This kind of changes the way we look at forests, or even small patches of prairie, or garden plants, or shrubs growing together in our backyards.  These plants aren’t as much competitors as they are collaborators, existing side by side, in a mutual quest for light, water, and nutrients.  We could learn a lot from plants about cooperative existence!

9 thoughts on “Can trees talk to each other?

  1. I’ve read and heard on TED about this research and it just shows that plants are as much sentient beings as anything we call animals (including humans). You did a great job explaining it.

    • I had also heard of this research before, but had forgotten about it. The synchronous apple crop was another nudge to relearn some of this fascinating research.

  2. Synchronized ripening happens only because they are responding to the same environmental stimuli. However, plants do communicate in regard to several other issues, such as grazing giraffes. Supposedly, they now who is shading who by the color of the light that gets through.
    On several occasions, I have noticed paired trees that are the exact same height. I have noticed it enough to doubt that it is only coincidence, although I can not think of why any trees would want to do it.

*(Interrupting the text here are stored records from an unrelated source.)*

PR #4241, opened 2026-04-28
switch changelog bot trigger only on comments

mashehu:
The switch to github/branch-deploy means that it the changelog action only can run after CI has finished and an approving review has been given. 
This PR changes the trigger for this action from opened PR to approving review, hopefully making this action work like before again.


maxulysse (approved):

mashehu:
@nf-core-bot changelog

It is particularly obvious with paired tall Italian cypress that have gotten to be forty or fifty feet tall, and are still the exact same height as each other. I noticed it with two different tree species too, particularly a Douglas fir and a blue gum eucalyptus that were next to each other. They were very tall, but the exact same height.

    • This is all fascinating stuff to me. It’s not exactly surprising, but it really shows how little we know about the “secret life of plants” as David Attenborough put it.

      • When I wrote about how violent some plants can be, my readers are shocked! They just can not imagine plants being mean to each other, not even in slow motion. I explained how vines use trees to get to the top of the forest, and many kill the trees that help them to get there. I also describe how the California fan palms collect long beards of old fronds so that when they burn, they burn hot enough to incinerate their competition, while their terminal buds are safe inside their thick trunks.

        • Fascinating stories. I liked Attenborough’s depiction of the strangler fig as a python, squeezing the life out of its prey.